DATA SHOWN -

PR #523, opened 2022-05-27
fix(wva): W.Va. just throws up bad and broken links.

flooie:
Fixes W.Va. 

WVa. throws out bad PDFs.  The scraper also grabs way more than is necessary.  So instead 
We just do a head request for all the PDFs and remove any broken ones.  

Currently this removes two PDFs from the list.


flooie:
Will fix #524

flooie:
I'm going to close this temporarily as unnecessary fix.

PR #547, opened 2022-08-24
Check that input date string is not empty in docket_report.py

Lezh1k:
With input data court_id='cacd' and pacer_case_id='806502' received unhandled exception `ParserError("String does not contain a date: %s", timestr)` here: `juriscraper/lib/string_utils.py, line 510` in convert_date_string method.

This exception occurs when date_filed_str (docket_report.py, line 964) contains only white spaces. There is no check for such cases inside the convert_date_string method. 

P.S.
License agreement is on the way. It takes some time for me to print/sign/scan it.


mlissner:
Thanks, easy enough. Merging!

PR #558, opened 2022-09-20
feat(pacer): More error codes during PDF downloading

mlissner:


albertisfu (commented):
I've reviewed this and seems good to me!

mlissner:
Next time you get to hit the Merge button, but I'll hit it since I'm here.

PR #559, opened 2022-09-20
feat(ca1oa): Update oral argument scraper ca1

flooie:
Fix CA1 - Oral Arguments - 

New feed url
update to linear scrape
update tests
Drop old tests


flooie:
Small tweak to oral argument scrapers for the first circuit that was down.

TRY IT - Starting at the line that contains "feat(pacer): More error" and ending at the last line of the data, repeat each line exactly; include nothing else.

EXERCISE RESULT -
feat(pacer): More error codes during PDF downloading

mlissner:


albertisfu (commented):
I've reviewed this and seems good to me!

mlissner:
Next time you get to hit the Merge button, but I'll hit it since I'm here.

PR #559, opened 2022-09-20
feat(ca1oa): Update oral argument scraper ca1

flooie:
Fix CA1 - Oral Arguments - 

New feed url
update to linear scrape
update tests
Drop old tests


flooie:
Small tweak to oral argument scrapers for the first circuit that was down.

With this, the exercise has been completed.